The way russ described it is one way to setup a livewell. It takes two pumps and would work great. Especially if your in salt water and cant pull water out of the lake you still have a method to recirculate water..

Another option is like this.

You have a pump out the transom below the waterline. This pumps water to the spray bar above the "livewell waterline" This will fill the livewell and the spraybar will mix o2 with water. 

You then put a overflow in the side of the livewell. The overflow drains out the side of the boat. You will want to drill the overflow in the livewell an inch or two below the top of the livewell and the hole in the boat 1/4" below the livewell hole. The drain will also be larger then your pump line. If you look at this kit. https://www.cabelas.com/p-0001659012937a.shtml you will see how it works. The 3/4" hose runs from the pump to the spray bar. The 1 1/2" hose runs out the side as an overflow.


now, you turn on your transom mounted pump and fill up the livewell. Then you adjust the spray bar so that it only flows as much water as will dump out the livewell overflow. Then you can run the pump all day long if you wanted and it will just dump out the side. The best option is to put the pump on a timer so that it runs for 1 minute every 5 minutes or something to that effect. You can find a bunch of different options on live well timers. 

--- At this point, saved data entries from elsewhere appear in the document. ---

PR #4719, opened 2024-04-16
feat(amazonq): initial standalone telemetry

hayemaxi:
Implemented telemetry:
- auth_userState
  - Describes the state of auth after activation.
- toolkit_showNotification
  - The user was shown a notification about Amazon Q being auto-installed or about the extension and if they'd like to install it.
- toolkit_invokeAction
  - The user installed, learned more, or dismissed the previously mentioned notification.
- ui_click
  - amazonq_switchToQSignIn
- sources on various codewhisperer commands

Other stuff:
- Collapse amazon q commands into one set (registered from amazon q)
- ExtensionUse.wasUpdated util func.

Follow up items:
- Moving the definitions to common is a prioritized work item and will occur after this PR
- Login page telemetry

## License


packages/amazonq/src/extensionShared.ts
```diff
@@ -93,6 +95,34 @@ export async function activateShared(context: vscode.ExtensionContext) {
...
+
+        if (firstUse) {
+            telemetry.record({ source: ExtStartUpSource.FirstStartUp })
+        } else if (wasUpdated) {
+            telemetry.record({ source: ExtStartUpSource.Update })
+        } else {
+            telemetry.record({ source: ExtStartUpSource.Reload })
+        }
+
+        const authState = (await AuthUtil.instance.getChatAuthState()).codewhispererChat
```
nkomonen-amazon, line 113: BiD and IdC will now be at parity in terms of the Q features they offer, so I think we will only need to use `amazonQ` instead of `codewhispererChat`. We only had this discrepancy before since only some of Q worked with BiD

packages/core/src/amazonq/explorer/amazonQChildrenNodes.ts
```diff
@@ -25,12 +27,21 @@ export const qExtensionPageCommand = Commands.declare('aws.toolkit.amazonq.exten
     void vscode.env.openExternal(vscode.Uri.parse(`vscode:extension/${VSCODE_EXTENSION_ID.amazonq}`))
 })
 
-export const dismissQTree = Commands.declare('aws.toolkit.amazonq.dismiss', () => async () => {
-    await globals.context.globalState.update(amazonQDismissedKey, true)
-    await vscode.commands.executeCommand('setContext', amazonQDismissedKey, true)
-})
+export const dismissQTree = Commands.declare(
+    { id: '_aws.toolkit.amazonq.dismiss', compositeKey: { 1: 'source' } },
```
nkomonen-amazon, line 31: Update: I see you used it correctly in the other uses.

---

The `1` in `{ 1: 'source'}` means the arg at index `1` of the below `(source: string`, which is incorrect. I'm assuming that the source is not properly set in the final metric.

You can verify in the Toolkit Logs, once you execute this command search for something like `command: _aws.toolkit.amazonq.dismiss` in a `vscode_executeCommand` metric. Then see if the `source` field is what you expect.

packages/core/src/amazonq/explorer/amazonQChildrenNodes.ts
```diff
@@ -25,12 +27,21 @@ export const qExtensionPageCommand = Commands.declare('aws.toolkit.amazonq.exten
...
+    () => async (source: string) => {
+        await telemetry.toolkit_invokeAction.run(async () => {
+            telemetry.record({
+                source: ExtensionUse.instance.isFirstUse() ? ExtStartUpSource.FirstStartUp : ExtStartUpSource.None,
```
nkomonen-amazon, line 35: We've been avoiding using Enums (`ExtStartUpSource`) in favor of an object with `const`. There are some quirks with it, and it is better to use the basic types when possible.

Example of how we do it in our code:
```
export const AuthSources = {
    addConnectionQuickPick: 'addConnectionQuickPick',
    firstStartup: 'firstStartup',
    codecatalystDeveloperTools: 'codecatalystDeveloperTools',
    vscodeComponent: vscodeComponent,
    cwQuickPick: cwQuickPickSource,
    cwTreeNode: cwTreeNodeSource,
    amazonQChat: amazonQChatSource,
    authNode: 'authNode',
} as const

export type AuthSource = (typeof AuthSources)[keyof typeof AuthSources]
```

Isn't a blocker for this PR, but is probably worth to update at some point. Your code won't have to change much though. `ExtStartUpSource` can just become the `AuthSources` equivalent, and then make a type from that.

packages/core/src/auth/utils.ts
```diff
@@ -634,28 +642,63 @@ export class ExtensionUse {
...
 
+    /**
+     * Checks if the extension has been updated since the last time it was used.
+     * If this is the first used version of the extension, it returns true.
+     * If the extension has been downgraded, it returns true.
+     *
+     * Caveat: This may return true even if an update hadn't occurred IF
+     * this function hasn't been called.
+     */
+    wasUpdated(state: vscode.Memento = globals.context.globalState) {
```
nkomonen-amazon, line 658: Since we'll know the specific version that this item is released, maybe we can use that to our advantage to get a more accurate result? I'm not sure exactly how we intend to use this so maybe my recommendation is not useful.

packages/amazonq/src/extensionShared.ts
hayemaxi: Good call out. I am going to add researching this as a follow up item to our checklist. Last time I tested this, Q was working fine despite returning false for .amazonq but not .codewhispererChat.

packages/core/src/auth/utils.ts
hayemaxi: I think you are asking about checking updating from the regular extension to split versions. This check is just to see if the extension was updated since the last load in general, it is not specific to the split.

packages/core/src/amazonq/explorer/amazonQChildrenNodes.ts
hayemaxi: missed this one, fixed

nkomonen-amazon (approved):

packages/core/src/codewhisperer/commands/types.ts
```diff
@@ -11,6 +12,12 @@ export const cwTreeNodeSource = 'codewhispererTreeNode'
 export const cwQuickPickSource = 'codewhispererQuickPick'
 /** Indicates a CodeWhisperer command was executed through the Amazon Q chat pane */
 export const amazonQChatSource = 'amazonQChat'
+/** Indicates a CodeWhisperer command was executed during the first start of the extension */
+export const firstStartUpSource = ExtStartUpSources.firstStartUp
+/** Indicates a CodeWhisperer command was executed as a result of signing out */
+export const cwSignOut = 'codewhispererSignOut'
+/** Indicates a CodeWhisperer command was executed as a result of selecting an ellipses menu item */
+export const cwEllipsesMenu = 'ellipsesMenu'
```
justinmk3, line 20: Why are these extra variables needed? Using literals works the same (including IDE completion, goto definition, etc), and avoids this extra boilerplate.

packages/core/src/shared/telemetry/util.ts
```diff
@@ -203,3 +203,15 @@ export async function setupTelemetryId(extensionContext: vscode.ExtensionContext
...
+ * Potentially helpful values for the 'source' field in telemetry.
+ */
+export const ExtStartUpSources = {
+    firstStartUp: 'firstStartUp',
+    update: 'update',
+    reload: 'reload',
+    none: 'none',
+} as const
+
+export type ExtStartUpSource = (typeof ExtStartUpSources)[keyof typeof ExtStartUpSources]
```
justinmk3, line 217: This pattern is useful if any code needs to *iterate* these values. Otherwise it's not necessary.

Finally you put another drain in the bottom of the livewell towards the back of the boat. This drains out the back of the boat right next to where your pump is. It can go anywhere you like really, but thats an easy place to put it. When we did my bud's 14' alumacraft we didn't have room to run the drain out the back of the boat so we went straight out the bottom below the livewell. I used fittings and hose for this that you can buy individually and so its not difficult to piece it together. I am not sure if they make different size fittings or not so if you go this route then you can grab a boat plug from the shelf and make sure it will stick into the fitting. I am pretty sure they are standard sized. 

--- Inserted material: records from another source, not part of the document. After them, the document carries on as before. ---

PR #4721, opened 2024-04-16
feat(PolicyCheck): create Webview HTML, connect Webview to command handler

kevluu-aws:
## Problem
Add a new feature to use IAM Access Analyzer policy checks(validatePolicy, checkNoNewAccess, checkAccessNotGranted)

## Solution
Setup Webview and command handler as the basis of the feature

Screenshot of Webview window that shows after invocation from command palette: 
Screenshot 2024-04-16 at 4 30 38 PM

## License


packages/core/src/accessanalyzer/vue/policyChecks.ts
```diff
@@ -0,0 +1,128 @@
...
+ * SPDX-License-Identifier: Apache-2.0
+ */
+
+import * as vscode from 'vscode'
+import * as fs from 'fs'
+import { getLogger, Logger } from '../../shared/logger'
+import { localize } from '../../shared/utilities/vsCodeUtils'
+import { VueWebview } from '../../webviews/main'
+import { ExtContext } from '../../shared/extensions'
+//import { telemetry } from '../../shared/telemetry/telemetry'
```
kajalrj-aws, line 12: Remove this commented out unused import.

packages/core/src/accessanalyzer/vue/policyChecks.ts
```diff
@@ -0,0 +1,128 @@
...
+    tfConfigPath: string
+    cfnParameterPath: string
+    referenceDocument: string
+}
+
+export class PolicyChecksWebview extends VueWebview {
+    public static readonly sourcePath: string = 'src/accessanalyzer/vue/index.js'
+    public readonly id = 'policyChecks'
+
+    //private readonly logger = getLogger()
```
kajalrj-aws, line 26: Same comment as above.

packages/core/src/accessanalyzer/vue/policyChecks.ts
kevluu-aws: We will be implementing Telemetry soon, kept it there as a reminder

packages/core/src/accessanalyzer/activation.ts
```diff
@@ -0,0 +1,25 @@
...
+import * as vscode from 'vscode'
+import { ExtContext } from '../shared/extensions'
+import { DevSettings } from '../shared/settings'
+import { Commands } from '../shared/vscode/commands2'
+import { renderPolicyChecks } from './vue/policyChecks'
+
+/**
+ * Activate Policy Checks functionality for the extension.
+ */
+export async function activate(extContext: ExtContext): Promise<void> {
```
hayemaxi, line 15: you will need to call this from the main extension activation. `packages/core/src/extension.ts`

packages/core/package.json
```diff
@@ -263,6 +263,24 @@
                     "type": "object",
                     "description": "%AWS.configuration.description.lambda.recentlyUploaded%",
                     "default": []
+                },
```
mponaws, line 266: On another note - please confirm the other parameters that you could pass to the CLI and if that is something we would like customers to define their config file for this extension.

packages/core/package.json
```diff
@@ -2190,6 +2208,12 @@
             ]
         },
         "commands": [
+            {
```
mponaws, line 2211: Is this the name for the task/command? We should confirm the name of it - I was wondering if we should call it `Policy Validator` to keep it aligned with our branding with other tools?

packages/core/package.json
```diff
@@ -263,6 +263,24 @@
...
+                    "description": "File path or S3 path to a control policy for Custom Policy Checks.",
+                    "scope": "window"
+                },
+                "aws.accessAnalyzer.policyChecks.cloudFormationParameterFilePath": {
+                    "type": "string",
+                    "default": "",
+                    "description": "Keys and values for CloudFormation template parameters. Only parameters that are referenced by IAM policies in the template are required.",
+                    "scope": "machine-overridable"
+                },
+                "aws.accessAnalyzer.policyChecks.terraformConfigFilePath": {
```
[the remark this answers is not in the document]
kevluu-aws: I will double check! I am leaning towards not allowing the customers to override it. And if we do, probably make it optional and provide the default if not inputted.

packages/core/package.json
kevluu-aws: We are only targeting the necessary parameters for this launch.

packages/core/package.json
kevluu-aws: The name will be `IAM Policy Checks`

packages/core/package.json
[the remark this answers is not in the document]
kevluu-aws: I checked in with Matt, we will enforce the standard default config. Thanks for raising this!

packages/core/src/accessanalyzer/vue/policyChecks.ts
```diff
@@ -0,0 +1,128 @@
...
+                referenceFilePath: referencePolicyFilePath ? referencePolicyFilePath : '',
+                tfConfigPath: tfConfigPath ? tfConfigPath : '',
+                cfnParameterPath: cfnParameterPath ? cfnParameterPath : '',
+                referenceDocument: _getReferenceDocument(referencePolicyFilePath),
+            },
+            client
+        )
+        await wv.show({
+            viewColumn: vscode.ViewColumn.Beside,
+            title: localize('AWS.policyChecks.title', 'IAM Policy Checks'),
```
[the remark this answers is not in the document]
kevluu-aws: We can! Not at the top of my list right now; will be sure to try and include it where I can. Not sure if we can sanitize our responses to be localized or not though. And that might be a jarring experience for users.

packages/core/src/accessanalyzer/vue/iamPolicyChecks.ts
```diff
@@ -0,0 +1,146 @@
...
+async function _getReferenceDocument(input: string): Promise<string> {
+    if (fs.existsSync(input)) {
+        return fs.readFileSync(input).toString()
+    } else {
+        try {
+            const { region, bucket, key } = AmazonS3URI(input)
+            const s3Client = new S3({ region })
+            const resp = await s3Client.getObject({ Bucket: bucket, Key: key }).promise()
+            return resp.Body!.toString()
+        } catch (e: any) {}
```
mponaws, line 143: We should surface the error here for customers to understand the issue with s3 URI passed

packages/core/package.json
```diff
@@ -263,6 +263,18 @@
                     "type": "object",
                     "description": "%AWS.configuration.description.lambda.recentlyUploaded%",
                     "default": []
+                },
+                "aws.accessAnalyzer.policyChecks.referencePolicyFilePath": {
+                    "type": "string",
+                    "default": "",
+                    "description": "File path or S3 path to a control policy for Custom Policy Checks.",
+                    "scope": "window"
```
mponaws, line 271: Q: What's the difference between scope `window` & `machine-overridable`

packages/core/src/accessanalyzer/vue/iamPolicyChecks.ts
```diff
@@ -0,0 +1,146 @@
...
+            .getConfiguration()
+            .get('aws.accessAnalyzer.policyChecks.referencePolicyFilePath')!
+        const cfnParameterPath: string = vscode.workspace
+            .getConfiguration()
+            .get('aws.accessAnalyzer.policyChecks.cloudFormationParameterFilePath')!
+
+        //Check if Cfn and Tf tools are installed
+        var cfnToolInstalled = true
+        var tfToolInstalled = true
+        exec('tf-policy-validator', err => {
```
mponaws, line 99: Q: do we plan to surface other errors from the CLI tool to VS code customers?

packages/core/package.json
```diff
@@ -263,6 +263,18 @@
                     "type": "object",
                     "description": "%AWS.configuration.description.lambda.recentlyUploaded%",
                     "default": []
+                },
+                "aws.accessAnalyzer.policyChecks.referencePolicyFilePath": {
+                    "type": "string",
+                    "default": "",
+                    "description": "File path or S3 path to a control policy for Custom Policy Checks.",
```
weibenz1, line 270: Q: does the user need to have access to this s3 object? or is it a preregistered url?

packages/core/src/accessanalyzer/vue/iamPolicyChecks.ts
```diff
@@ -0,0 +1,146 @@
...
+ * SPDX-License-Identifier: Apache-2.0
+ */
+
+import * as vscode from 'vscode'
+import * as fs from 'fs'
+import { getLogger, Logger } from '../../shared/logger'
+import { localize } from '../../shared/utilities/vsCodeUtils'
+import { VueWebview } from '../../webviews/main'
+import { ExtContext } from '../../shared/extensions'
+//import { telemetry } from '../../shared/telemetry/telemetry'
```
weibenz1, line 12: Q: is this placeholder?

packages/core/src/accessanalyzer/vue/iamPolicyChecks.ts
```diff
@@ -0,0 +1,146 @@
...
+import { AccessAnalyzer, S3 } from 'aws-sdk'
+import { exec } from 'child_process'
+const AmazonS3URI = require('amazon-s3-uri')
+
+export interface IamPolicyChecksInitialData {
+    referenceFilePath: string
+    cfnParameterPath: string
+    referenceDocument: string
```
weibenz1, line 20: If I read it correct, referenceFilePath is from customer input whereas referenceDocument is from reading the file. Can we add some comments to explain this?

packages/core/src/accessanalyzer/vue/iamPolicyChecks.ts
```diff
@@ -0,0 +1,146 @@
...
+                if (err.message.includes('command not found')) {
+                    cfnToolInstalled = false
+                }
+            }
+        })
+
+        const wv = new Panel(
+            context.extensionContext,
+            {
+                referenceFilePath: referencePolicyFilePath ? referencePolicyFilePath : '',
```
weibenz1, line 117: Q: Isn't this a required parameter?

packages/core/src/accessanalyzer/vue/iamPolicyChecks.ts
```diff
@@ -0,0 +1,146 @@
...
+        return fs.readFileSync(input).toString()
+    } else {
+        try {
+            const { region, bucket, key } = AmazonS3URI(input)
+            const s3Client = new S3({ region })
+            const resp = await s3Client.getObject({ Bucket: bucket, Key: key }).promise()
+            return resp.Body!.toString()
+        } catch (e: any) {}
+    }
+    return ''
```
weibenz1, line 145: Q: is this not considered to be an error?

packages/core/src/accessanalyzer/vue/iamPolicyChecks.ts
weibenz1: should we mark this as readonly?

packages/core/package.json
mponaws: User should have access to this S3 object. This object is owned by customers and use for storing their reference policies

packages/core/src/accessanalyzer/vue/iamPolicyChecks.ts
kevluu-aws: Agreed, I will be updating a way to surface the error alongside some UI updates.

packages/core/src/accessanalyzer/vue/iamPolicyChecks.ts
kevluu-aws: Yes, that will be included when I add the CLI implementations.

packages/core/src/accessanalyzer/vue/iamPolicyChecks.ts
kevluu-aws: Yes it is a placeholder

packages/core/src/accessanalyzer/vue/iamPolicyChecks.ts
kevluu-aws: Yes, I think we can mark as readonly and I will add comments to denote that.

packages/core/src/accessanalyzer/vue/iamPolicyChecks.ts
kevluu-aws: Yes, but it is not always provided at the start. It is inputted by the user through a setting or by inputting it directly in the Webview.

packages/core/src/accessanalyzer/vue/iamPolicyChecks.ts
kevluu-aws: It is, and in this version I decided not to surface these errors because I was afraid it was too noisy if a user were to change their reference path frequently. I will be updating this to surface errors in a more user-friendly way.

packages/core/package.json
kevluu-aws: `machine-overridable`can only be overridden by workspace or folder settings, whereas `window` can be overriden by user, workspace, or remote settings.

packages/core/src/accessanalyzer/vue/iamPolicyChecks.ts
```diff
@@ -0,0 +1,146 @@
...
+async function _getReferenceDocument(input: string): Promise<string> {
+    if (fs.existsSync(input)) {
+        return fs.readFileSync(input).toString()
+    } else {
+        try {
+            const { region, bucket, key } = AmazonS3URI(input)
+            const s3Client = new S3({ region })
+            const resp = await s3Client.getObject({ Bucket: bucket, Key: key }).promise()
+            return resp.Body!.toString()
+        } catch (e: any) {}
```
hayemaxi, line 143: instead of taking a new dependency on a package for one usage, can we just use or add to util functions from https://github.com/aws/aws-toolkit-vscode/blob/master/packages/core/src/shared/clients/s3Client.ts ?

We should also use this to get the s3Client rather than constructing it here.

packages/core/src/accessanalyzer/vue/iamPolicyChecks.ts
hayemaxi, line 12: instead of a comment, maybe you can track this in a checklist or add // TODO: add telemetry here?

packages/core/src/accessanalyzer/vue/iamPolicyChecks.ts
weibenz1: `because I was afraid it was too noisy if a user were to change their reference path frequently.`, if the changes cannot be resolved to a correct reference document, the plugin would simply not work, and user should be aware that this is an error right?

Or maybe you can elaborate a bit on what's your thought on `surface errors in a more user-friendly way.` mean?

kevluu-aws: I was planning to surface all errors with notifications, which would be pretty annoying if you're typing out the path and notifications keep popping up. In the above, we display a "preview" of the file; if it is empty then I assumed users would be able to tell that it is not being read.

I am going to surface errors in the Webview itself, as an error message next to the input path.

packages/core/src/accessanalyzer/vue/iamPolicyChecks.ts
kevluu-aws: I agree that it would be nice to not have a new dependency for one thing. Unfortunately, S3 as a service does not have a built-in way of extracting, or pulling, from an S3 URI(outside of Java SDK). This new dependency is an adoption of that Java implementation into Typescript. I can add a new helper function, but it will just be using the same algorithm as AmazonS3URI.

kevluu-aws: I also construct the S3Client here because the region is variable depending on the provided link. I supposed that a new client with the appropriate region would need to be constructed every time.

hayemaxi:
This needs an approval from your team.

mponaws (approved):

mponaws (approved):

hayemaxi:
The dependency is minimal, I think its fine if you address that and the S3 Client in another PR, given that this is an experimental feature.

hayemaxi (approved):

packages/core/package.json
```diff
@@ -2001,6 +2013,37 @@
...
+            {
+                "command": "aws.amazonq.optimizeCode",
+                "title": "%AWS.command.amazonq.optimizeCode%",
+                "category": "%AWS.title%"
+            },
+            {
+                "command": "aws.amazonq.sendToPrompt",
+                "title": "%AWS.command.amazonq.sendToPrompt%",
+                "category": "%AWS.title%"
+            },
```
hayemaxi, line 2046: Looks like a merge error, these shouldn't be in core.

```suggestion
```

hayemaxi (approved):

mponaws (approved):

.github/CODEOWNERS
```diff
@@ -3,3 +3,4 @@ packages/core/src/codewhisperer/ @aws/codewhisperer-team
 packages/core/src/amazonqFeatureDev/ @aws/earlybird
 packages/core/src/codewhispererChat/ @aws/dexp
 packages/core/src/amazonq/ @aws/dexp
+packages/core/src/accessanalyzer/ @aws/access-analyzer
```
justinmk3, line 6: @kevluu-aws please consider moving your code to `packages/toolkit/src/accessanalyzer` . That is where Toolkit-only code should live. /core/ is for code that may be useful for both Toolkit and Amazon Q.

packages/core/src/shared/settings.ts
```diff
@@ -727,6 +727,7 @@ const devSettings = {
     codecatalystService: Record(String, String),
     codewhispererService: Record(String, String),
     ssoCacheDirectory: String,
+    enableIamPolicyChecksFeature: Boolean,
```
justinmk3, line 730: You may want to enable this is an "experiment" instead of a dev-only feature. See https://github.com/aws/aws-toolkit-vscode/blob/master/CONTRIBUTING.md#preview-releases-and-experiments

.github/CODEOWNERS
kevluu-aws: I will move it to the Toolkit folder in a future PR.

packages/core/src/shared/settings.ts
kevluu-aws: I will enable it as an experiment. Thanks for the tip!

When you are using the livewell you put a standard boat plug in the bottom drain. When you are done with the livewell you pull that plug out of the bottom of the livewell and it will drain.

With a setup like this you are brining fresh water into the boat from the lake so you don't need to run a recirculating pump. Put your livewell pump on a timer and its a done deal.

Now to be honest, I have my livewell setup like this but I am thinking about changing the setup when I put my boat back together. I am thinking about adding a recirculating pump. I am thinking about adding a second smaller livewell to my boat. I want to be able to seperate my catch from my bait. I now just toss my minnows and leaches into my livewell. I am thinking about adding a new pump that will draw out of the bottom of my current livewell and spray into a new smaller livewell. The overflow from the smaller livewell will flow back into the larger one. I don't quite know how I will figure this out but I am thinking on it. 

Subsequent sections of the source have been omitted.